PR #142, opened 2021-12-10
Add isTesting for modals

JulienVannier66:
### What does this PR do?

Add `isTesting` for OSS::Modal to fix tests
Add font awesome pro

Related to: nothing

### Good PR checklist

- [x] Title makes sense
- [x] Properly assigned
- [ ] Added/updated tests
- [x] Properly labeled

### DIFF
+---+
_TASK_: Each record must appear again, word for word.

_REPLY TO THE EXERCISE_:
PR #142, opened 2021-12-10
Add isTesting for modals

JulienVannier66:
### What does this PR do?

Add `isTesting` for OSS::Modal to fix tests
Add font awesome pro

Related to: nothing

### Good PR checklist

- [x] Title makes sense
- [x] Properly assigned
- [ ] Added/updated tests
- [x] Properly labeled

### DIFF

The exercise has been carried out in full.